* **WORK INSTRUCTIONS**
Search the data below for "already" and report how many lines contain it, with no other text.

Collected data
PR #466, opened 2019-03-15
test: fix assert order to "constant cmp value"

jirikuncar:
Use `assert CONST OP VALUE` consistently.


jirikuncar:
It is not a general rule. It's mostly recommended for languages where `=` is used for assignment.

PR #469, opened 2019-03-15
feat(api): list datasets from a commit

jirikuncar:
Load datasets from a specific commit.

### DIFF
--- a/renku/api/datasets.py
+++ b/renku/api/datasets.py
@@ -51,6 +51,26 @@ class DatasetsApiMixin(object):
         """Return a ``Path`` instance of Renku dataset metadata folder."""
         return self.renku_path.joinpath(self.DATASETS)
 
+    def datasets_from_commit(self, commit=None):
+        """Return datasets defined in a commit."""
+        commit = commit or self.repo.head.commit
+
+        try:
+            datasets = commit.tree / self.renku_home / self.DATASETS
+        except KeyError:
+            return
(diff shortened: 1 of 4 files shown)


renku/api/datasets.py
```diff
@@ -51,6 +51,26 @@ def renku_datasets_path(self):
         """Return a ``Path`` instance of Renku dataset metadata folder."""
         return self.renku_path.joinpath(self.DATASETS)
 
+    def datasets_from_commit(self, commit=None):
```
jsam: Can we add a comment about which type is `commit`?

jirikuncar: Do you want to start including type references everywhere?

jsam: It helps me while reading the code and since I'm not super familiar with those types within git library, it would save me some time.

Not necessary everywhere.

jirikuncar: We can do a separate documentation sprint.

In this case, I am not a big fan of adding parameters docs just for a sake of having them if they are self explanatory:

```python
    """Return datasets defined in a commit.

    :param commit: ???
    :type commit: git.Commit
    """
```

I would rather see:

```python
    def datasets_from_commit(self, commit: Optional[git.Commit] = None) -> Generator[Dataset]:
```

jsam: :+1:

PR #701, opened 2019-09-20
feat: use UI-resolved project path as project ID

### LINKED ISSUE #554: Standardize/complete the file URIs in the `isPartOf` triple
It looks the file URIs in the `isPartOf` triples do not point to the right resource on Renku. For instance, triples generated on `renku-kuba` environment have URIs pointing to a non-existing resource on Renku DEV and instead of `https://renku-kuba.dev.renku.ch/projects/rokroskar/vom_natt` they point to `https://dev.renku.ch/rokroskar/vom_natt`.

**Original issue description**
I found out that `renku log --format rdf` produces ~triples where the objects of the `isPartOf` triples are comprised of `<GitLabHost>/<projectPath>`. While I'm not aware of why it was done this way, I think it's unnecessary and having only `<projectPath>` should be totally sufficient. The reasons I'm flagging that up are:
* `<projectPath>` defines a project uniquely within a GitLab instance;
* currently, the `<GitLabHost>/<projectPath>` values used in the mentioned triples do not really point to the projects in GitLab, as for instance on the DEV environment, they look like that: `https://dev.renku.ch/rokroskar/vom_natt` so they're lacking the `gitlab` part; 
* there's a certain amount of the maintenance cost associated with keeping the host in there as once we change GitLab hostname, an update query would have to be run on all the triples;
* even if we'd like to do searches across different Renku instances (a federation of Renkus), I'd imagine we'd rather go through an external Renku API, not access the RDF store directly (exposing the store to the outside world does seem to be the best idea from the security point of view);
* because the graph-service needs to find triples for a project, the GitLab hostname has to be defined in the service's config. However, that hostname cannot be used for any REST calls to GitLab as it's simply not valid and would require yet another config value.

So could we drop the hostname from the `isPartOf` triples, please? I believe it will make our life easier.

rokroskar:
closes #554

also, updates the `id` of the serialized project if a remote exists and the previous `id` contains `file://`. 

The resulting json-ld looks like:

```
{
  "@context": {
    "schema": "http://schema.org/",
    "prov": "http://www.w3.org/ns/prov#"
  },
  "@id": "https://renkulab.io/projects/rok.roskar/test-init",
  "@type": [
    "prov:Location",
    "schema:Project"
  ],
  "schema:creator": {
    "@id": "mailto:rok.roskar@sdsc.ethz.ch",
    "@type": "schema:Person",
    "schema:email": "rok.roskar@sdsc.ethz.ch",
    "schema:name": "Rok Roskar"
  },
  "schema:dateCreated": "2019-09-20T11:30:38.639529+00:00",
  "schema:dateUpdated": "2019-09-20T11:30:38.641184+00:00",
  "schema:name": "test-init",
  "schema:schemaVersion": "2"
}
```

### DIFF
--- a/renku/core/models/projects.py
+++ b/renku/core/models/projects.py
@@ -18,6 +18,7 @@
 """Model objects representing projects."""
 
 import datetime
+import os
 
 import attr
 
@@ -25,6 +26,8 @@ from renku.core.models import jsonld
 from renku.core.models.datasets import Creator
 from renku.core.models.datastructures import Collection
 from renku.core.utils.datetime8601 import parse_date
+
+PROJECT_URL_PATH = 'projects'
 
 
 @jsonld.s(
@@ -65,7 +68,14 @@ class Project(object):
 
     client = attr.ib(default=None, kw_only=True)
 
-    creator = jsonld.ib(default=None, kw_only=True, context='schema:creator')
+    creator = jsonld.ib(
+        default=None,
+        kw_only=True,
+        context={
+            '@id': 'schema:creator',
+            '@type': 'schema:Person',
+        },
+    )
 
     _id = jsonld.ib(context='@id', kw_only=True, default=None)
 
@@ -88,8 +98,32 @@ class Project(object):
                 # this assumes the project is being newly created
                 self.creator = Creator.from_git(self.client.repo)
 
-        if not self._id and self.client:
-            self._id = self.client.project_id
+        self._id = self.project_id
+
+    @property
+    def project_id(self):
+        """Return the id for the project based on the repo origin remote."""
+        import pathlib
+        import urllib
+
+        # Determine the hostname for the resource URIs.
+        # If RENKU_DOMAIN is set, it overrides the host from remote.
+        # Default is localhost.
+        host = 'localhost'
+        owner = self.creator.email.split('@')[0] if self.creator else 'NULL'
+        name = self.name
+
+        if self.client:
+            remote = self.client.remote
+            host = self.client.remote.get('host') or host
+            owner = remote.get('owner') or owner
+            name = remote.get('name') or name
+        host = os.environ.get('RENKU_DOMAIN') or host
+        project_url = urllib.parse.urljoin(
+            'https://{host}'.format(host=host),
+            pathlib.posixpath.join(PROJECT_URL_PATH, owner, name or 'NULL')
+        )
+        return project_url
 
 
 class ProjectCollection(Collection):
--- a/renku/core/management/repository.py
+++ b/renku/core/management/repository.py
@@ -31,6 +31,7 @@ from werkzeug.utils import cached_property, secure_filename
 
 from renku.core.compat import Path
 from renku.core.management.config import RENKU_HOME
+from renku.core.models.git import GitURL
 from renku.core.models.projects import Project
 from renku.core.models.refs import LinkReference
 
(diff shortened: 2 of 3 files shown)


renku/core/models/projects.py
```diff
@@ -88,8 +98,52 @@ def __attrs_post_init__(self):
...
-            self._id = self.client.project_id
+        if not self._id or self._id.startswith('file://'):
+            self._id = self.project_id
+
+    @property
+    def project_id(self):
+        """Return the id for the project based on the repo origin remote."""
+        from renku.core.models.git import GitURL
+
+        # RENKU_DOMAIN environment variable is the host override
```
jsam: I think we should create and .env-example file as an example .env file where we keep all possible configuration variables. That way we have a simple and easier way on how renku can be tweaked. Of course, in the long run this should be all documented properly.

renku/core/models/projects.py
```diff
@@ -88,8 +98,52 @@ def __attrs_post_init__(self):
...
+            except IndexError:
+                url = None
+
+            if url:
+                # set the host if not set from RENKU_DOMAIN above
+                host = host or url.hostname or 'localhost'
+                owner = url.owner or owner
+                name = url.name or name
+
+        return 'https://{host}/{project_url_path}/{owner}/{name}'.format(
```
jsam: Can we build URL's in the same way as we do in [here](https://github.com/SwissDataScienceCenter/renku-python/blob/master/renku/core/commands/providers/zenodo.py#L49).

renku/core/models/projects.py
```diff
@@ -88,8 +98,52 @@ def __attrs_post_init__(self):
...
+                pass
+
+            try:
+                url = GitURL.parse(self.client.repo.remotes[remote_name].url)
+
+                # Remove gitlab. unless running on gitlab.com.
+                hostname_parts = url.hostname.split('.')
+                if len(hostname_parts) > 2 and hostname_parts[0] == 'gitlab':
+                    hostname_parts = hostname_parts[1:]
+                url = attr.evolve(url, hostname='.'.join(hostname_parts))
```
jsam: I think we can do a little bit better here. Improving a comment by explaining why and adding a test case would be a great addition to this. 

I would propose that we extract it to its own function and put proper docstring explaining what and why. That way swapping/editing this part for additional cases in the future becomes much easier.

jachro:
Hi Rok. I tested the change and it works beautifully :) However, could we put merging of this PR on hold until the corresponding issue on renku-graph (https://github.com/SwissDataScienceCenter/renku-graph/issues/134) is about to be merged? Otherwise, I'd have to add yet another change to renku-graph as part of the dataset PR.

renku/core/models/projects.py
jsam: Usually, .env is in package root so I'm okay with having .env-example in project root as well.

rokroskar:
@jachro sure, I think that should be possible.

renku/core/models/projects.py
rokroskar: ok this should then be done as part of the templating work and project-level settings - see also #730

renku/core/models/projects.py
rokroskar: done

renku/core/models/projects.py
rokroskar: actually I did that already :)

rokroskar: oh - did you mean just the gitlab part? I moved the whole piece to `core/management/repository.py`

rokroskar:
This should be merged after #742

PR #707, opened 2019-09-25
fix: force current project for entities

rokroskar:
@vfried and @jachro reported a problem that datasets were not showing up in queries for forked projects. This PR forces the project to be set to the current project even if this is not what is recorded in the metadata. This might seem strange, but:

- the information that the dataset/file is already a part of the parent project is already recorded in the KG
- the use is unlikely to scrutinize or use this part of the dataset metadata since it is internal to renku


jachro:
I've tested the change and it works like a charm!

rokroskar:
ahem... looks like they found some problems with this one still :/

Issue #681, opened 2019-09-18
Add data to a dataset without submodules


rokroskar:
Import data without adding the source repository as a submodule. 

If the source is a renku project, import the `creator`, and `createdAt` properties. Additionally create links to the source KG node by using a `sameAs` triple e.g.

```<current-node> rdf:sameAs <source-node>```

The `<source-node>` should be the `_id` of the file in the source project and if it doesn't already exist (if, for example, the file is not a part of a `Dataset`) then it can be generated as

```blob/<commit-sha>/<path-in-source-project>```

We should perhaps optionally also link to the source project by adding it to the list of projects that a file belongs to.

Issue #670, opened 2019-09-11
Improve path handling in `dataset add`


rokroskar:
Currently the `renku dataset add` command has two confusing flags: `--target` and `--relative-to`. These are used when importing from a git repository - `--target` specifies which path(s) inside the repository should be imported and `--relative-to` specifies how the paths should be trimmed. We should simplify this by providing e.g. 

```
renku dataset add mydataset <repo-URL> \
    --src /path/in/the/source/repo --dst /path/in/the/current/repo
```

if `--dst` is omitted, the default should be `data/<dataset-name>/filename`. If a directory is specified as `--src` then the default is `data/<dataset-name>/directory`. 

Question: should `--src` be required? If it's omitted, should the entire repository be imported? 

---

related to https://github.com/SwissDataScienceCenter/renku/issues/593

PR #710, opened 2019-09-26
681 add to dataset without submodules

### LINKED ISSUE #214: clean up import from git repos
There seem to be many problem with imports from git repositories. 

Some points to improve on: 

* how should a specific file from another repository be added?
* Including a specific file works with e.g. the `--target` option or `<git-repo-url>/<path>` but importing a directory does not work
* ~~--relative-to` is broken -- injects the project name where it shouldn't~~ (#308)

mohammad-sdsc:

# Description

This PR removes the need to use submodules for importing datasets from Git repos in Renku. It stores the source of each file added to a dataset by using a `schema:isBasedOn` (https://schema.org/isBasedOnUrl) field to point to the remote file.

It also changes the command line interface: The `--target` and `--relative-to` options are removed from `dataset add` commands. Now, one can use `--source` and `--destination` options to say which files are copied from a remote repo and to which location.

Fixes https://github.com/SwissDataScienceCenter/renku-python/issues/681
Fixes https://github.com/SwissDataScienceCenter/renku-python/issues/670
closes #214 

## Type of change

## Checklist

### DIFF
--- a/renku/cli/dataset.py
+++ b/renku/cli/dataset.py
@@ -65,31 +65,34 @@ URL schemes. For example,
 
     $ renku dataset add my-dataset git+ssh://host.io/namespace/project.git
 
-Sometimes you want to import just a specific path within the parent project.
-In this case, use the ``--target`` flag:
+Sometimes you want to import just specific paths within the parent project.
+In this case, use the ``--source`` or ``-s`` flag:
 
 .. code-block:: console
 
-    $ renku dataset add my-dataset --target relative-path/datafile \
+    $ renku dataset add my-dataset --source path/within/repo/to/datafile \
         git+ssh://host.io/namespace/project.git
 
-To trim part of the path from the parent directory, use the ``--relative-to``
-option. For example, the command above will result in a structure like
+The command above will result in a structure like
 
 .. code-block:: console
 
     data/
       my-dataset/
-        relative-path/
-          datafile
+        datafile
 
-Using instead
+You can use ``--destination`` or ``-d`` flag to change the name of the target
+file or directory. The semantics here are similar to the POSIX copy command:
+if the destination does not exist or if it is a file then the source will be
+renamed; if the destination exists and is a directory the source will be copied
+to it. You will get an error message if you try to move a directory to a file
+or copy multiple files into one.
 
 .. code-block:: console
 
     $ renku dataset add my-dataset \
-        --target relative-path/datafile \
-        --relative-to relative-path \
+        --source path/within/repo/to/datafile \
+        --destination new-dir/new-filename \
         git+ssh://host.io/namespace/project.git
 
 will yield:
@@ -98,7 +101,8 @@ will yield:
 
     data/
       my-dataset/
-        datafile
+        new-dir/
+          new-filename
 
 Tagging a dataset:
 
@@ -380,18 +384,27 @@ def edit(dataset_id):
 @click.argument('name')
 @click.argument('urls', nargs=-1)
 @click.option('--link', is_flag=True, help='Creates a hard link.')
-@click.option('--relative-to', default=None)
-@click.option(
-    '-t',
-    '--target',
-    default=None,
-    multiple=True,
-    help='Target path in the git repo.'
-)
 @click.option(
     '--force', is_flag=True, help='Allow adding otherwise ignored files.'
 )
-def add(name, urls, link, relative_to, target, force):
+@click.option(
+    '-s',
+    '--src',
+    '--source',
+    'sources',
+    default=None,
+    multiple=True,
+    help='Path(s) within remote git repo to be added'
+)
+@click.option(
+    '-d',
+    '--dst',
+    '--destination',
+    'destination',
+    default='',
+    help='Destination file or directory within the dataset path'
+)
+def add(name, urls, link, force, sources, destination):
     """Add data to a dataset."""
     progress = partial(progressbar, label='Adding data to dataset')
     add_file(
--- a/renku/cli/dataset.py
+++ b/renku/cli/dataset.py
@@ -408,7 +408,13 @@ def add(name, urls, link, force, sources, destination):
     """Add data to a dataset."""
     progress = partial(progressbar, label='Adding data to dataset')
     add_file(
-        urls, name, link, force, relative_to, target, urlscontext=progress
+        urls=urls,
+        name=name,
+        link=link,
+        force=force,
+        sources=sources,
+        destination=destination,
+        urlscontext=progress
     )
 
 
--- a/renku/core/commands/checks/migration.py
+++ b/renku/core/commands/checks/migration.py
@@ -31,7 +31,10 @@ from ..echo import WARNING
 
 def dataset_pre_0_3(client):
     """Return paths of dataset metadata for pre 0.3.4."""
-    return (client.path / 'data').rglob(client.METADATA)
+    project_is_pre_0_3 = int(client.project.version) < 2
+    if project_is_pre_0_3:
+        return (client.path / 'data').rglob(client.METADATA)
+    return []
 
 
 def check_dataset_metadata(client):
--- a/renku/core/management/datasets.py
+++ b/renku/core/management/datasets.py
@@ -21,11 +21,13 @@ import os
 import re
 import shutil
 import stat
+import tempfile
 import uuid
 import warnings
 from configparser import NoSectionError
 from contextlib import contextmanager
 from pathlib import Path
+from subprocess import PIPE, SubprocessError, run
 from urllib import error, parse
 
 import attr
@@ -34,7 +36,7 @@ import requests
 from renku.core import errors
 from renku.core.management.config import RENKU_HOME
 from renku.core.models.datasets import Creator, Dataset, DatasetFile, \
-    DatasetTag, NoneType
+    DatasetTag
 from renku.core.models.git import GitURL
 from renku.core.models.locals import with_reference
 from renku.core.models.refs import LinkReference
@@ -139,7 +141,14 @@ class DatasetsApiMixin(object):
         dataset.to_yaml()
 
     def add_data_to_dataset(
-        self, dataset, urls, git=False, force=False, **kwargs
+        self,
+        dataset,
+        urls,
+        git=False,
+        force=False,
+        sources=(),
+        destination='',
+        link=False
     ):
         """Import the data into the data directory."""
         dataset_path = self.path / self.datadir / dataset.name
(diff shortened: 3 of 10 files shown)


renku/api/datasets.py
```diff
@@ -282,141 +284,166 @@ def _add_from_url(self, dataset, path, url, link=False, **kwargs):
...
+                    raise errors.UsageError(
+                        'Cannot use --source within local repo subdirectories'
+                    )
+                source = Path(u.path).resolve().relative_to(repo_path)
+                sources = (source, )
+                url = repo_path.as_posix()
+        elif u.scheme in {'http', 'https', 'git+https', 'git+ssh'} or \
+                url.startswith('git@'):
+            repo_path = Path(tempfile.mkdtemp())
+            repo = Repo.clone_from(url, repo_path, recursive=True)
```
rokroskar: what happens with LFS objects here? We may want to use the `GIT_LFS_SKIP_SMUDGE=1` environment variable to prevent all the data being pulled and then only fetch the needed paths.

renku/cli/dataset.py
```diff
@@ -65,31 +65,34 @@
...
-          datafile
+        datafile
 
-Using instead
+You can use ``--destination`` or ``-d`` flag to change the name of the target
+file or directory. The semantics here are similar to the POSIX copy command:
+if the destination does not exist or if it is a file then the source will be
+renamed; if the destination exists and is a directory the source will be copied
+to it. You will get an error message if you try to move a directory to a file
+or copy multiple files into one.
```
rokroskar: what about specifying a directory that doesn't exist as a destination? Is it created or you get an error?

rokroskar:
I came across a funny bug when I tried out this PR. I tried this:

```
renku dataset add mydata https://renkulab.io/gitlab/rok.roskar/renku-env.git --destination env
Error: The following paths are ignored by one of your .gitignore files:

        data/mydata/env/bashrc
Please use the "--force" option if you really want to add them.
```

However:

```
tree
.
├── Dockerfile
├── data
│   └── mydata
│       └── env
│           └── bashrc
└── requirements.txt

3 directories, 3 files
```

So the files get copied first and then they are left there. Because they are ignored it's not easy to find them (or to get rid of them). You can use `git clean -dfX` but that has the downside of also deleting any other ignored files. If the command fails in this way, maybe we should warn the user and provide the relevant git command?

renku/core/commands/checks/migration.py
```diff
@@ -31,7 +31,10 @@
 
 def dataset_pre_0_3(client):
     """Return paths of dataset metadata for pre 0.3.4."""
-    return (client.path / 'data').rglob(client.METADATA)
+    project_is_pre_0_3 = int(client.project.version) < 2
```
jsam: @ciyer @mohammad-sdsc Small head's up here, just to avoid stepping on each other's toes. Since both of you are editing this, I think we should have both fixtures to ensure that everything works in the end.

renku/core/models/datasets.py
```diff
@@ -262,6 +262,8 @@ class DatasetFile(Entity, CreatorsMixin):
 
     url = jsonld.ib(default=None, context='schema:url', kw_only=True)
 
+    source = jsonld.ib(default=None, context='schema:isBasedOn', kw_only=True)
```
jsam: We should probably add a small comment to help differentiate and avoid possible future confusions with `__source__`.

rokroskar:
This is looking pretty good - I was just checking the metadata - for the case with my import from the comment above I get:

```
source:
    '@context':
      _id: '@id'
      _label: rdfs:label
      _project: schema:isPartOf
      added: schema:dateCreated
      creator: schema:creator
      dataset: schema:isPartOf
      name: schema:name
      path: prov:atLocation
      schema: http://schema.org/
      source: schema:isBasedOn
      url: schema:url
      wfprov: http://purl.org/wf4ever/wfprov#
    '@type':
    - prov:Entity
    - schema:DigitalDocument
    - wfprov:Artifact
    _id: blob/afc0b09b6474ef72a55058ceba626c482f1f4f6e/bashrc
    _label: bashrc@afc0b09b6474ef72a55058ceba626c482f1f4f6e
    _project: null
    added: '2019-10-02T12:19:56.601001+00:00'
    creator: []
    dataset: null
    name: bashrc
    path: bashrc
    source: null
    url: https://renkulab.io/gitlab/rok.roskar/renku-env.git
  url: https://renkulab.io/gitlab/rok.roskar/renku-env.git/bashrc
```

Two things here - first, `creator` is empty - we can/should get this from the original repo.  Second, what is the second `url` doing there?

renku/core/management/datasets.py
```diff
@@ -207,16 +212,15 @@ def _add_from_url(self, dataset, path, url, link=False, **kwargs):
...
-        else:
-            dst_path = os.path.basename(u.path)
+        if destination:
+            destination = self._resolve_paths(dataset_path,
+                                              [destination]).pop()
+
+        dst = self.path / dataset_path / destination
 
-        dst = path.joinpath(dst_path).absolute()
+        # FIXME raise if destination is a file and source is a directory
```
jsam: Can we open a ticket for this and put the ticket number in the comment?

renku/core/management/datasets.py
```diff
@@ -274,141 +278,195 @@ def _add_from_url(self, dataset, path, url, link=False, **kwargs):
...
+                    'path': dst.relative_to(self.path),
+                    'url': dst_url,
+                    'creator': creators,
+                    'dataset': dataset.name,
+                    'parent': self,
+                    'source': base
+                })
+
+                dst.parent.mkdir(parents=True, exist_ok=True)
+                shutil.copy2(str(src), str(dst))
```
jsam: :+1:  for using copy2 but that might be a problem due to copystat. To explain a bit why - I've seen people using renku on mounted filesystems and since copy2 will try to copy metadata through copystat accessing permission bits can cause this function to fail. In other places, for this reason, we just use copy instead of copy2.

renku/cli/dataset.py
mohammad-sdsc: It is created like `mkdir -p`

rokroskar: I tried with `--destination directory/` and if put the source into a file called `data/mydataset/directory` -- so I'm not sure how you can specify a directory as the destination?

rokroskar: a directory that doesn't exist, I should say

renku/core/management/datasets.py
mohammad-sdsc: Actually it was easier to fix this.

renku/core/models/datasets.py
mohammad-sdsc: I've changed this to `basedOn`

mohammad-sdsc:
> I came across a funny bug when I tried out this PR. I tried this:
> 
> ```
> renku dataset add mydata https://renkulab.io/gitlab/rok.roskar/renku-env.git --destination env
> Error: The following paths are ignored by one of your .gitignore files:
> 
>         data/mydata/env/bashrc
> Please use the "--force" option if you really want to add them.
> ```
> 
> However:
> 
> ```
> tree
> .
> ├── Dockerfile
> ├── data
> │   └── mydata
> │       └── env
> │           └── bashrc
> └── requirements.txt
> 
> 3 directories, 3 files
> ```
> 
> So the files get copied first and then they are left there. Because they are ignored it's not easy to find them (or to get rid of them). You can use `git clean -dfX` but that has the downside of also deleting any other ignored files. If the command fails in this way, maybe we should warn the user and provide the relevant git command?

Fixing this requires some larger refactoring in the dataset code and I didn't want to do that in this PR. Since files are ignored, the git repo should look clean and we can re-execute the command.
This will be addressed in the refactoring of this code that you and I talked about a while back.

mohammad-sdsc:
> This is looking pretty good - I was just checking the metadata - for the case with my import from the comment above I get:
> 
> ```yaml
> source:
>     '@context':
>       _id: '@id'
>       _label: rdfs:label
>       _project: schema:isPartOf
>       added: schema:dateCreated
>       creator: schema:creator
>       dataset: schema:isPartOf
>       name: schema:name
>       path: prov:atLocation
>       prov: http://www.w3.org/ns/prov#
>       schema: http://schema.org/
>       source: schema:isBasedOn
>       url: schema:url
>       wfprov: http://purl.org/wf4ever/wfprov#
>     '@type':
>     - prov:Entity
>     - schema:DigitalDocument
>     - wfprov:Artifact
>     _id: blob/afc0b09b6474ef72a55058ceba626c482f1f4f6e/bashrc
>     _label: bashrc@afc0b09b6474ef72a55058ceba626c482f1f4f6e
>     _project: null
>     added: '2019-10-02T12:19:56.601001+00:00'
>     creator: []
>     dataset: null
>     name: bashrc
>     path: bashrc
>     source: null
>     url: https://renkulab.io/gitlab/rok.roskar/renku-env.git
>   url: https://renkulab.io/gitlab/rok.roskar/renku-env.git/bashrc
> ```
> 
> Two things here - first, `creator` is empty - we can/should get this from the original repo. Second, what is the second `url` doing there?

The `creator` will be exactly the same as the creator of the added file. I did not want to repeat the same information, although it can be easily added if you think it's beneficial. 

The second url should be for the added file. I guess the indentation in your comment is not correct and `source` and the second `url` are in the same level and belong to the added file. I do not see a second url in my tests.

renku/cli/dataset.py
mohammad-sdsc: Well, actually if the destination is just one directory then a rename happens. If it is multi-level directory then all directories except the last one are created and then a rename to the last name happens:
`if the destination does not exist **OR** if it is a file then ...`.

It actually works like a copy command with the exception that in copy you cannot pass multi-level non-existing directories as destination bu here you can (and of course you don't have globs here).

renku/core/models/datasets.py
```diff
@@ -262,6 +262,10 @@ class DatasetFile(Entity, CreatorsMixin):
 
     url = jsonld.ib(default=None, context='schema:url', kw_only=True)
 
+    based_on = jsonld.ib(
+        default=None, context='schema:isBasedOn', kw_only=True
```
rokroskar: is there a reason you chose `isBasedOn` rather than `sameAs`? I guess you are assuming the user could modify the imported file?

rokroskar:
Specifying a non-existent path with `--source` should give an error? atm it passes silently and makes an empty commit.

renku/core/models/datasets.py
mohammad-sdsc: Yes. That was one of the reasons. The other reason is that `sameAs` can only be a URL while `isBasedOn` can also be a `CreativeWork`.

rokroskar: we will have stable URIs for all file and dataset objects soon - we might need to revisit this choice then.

* **EXERCISE RESPONSE**
3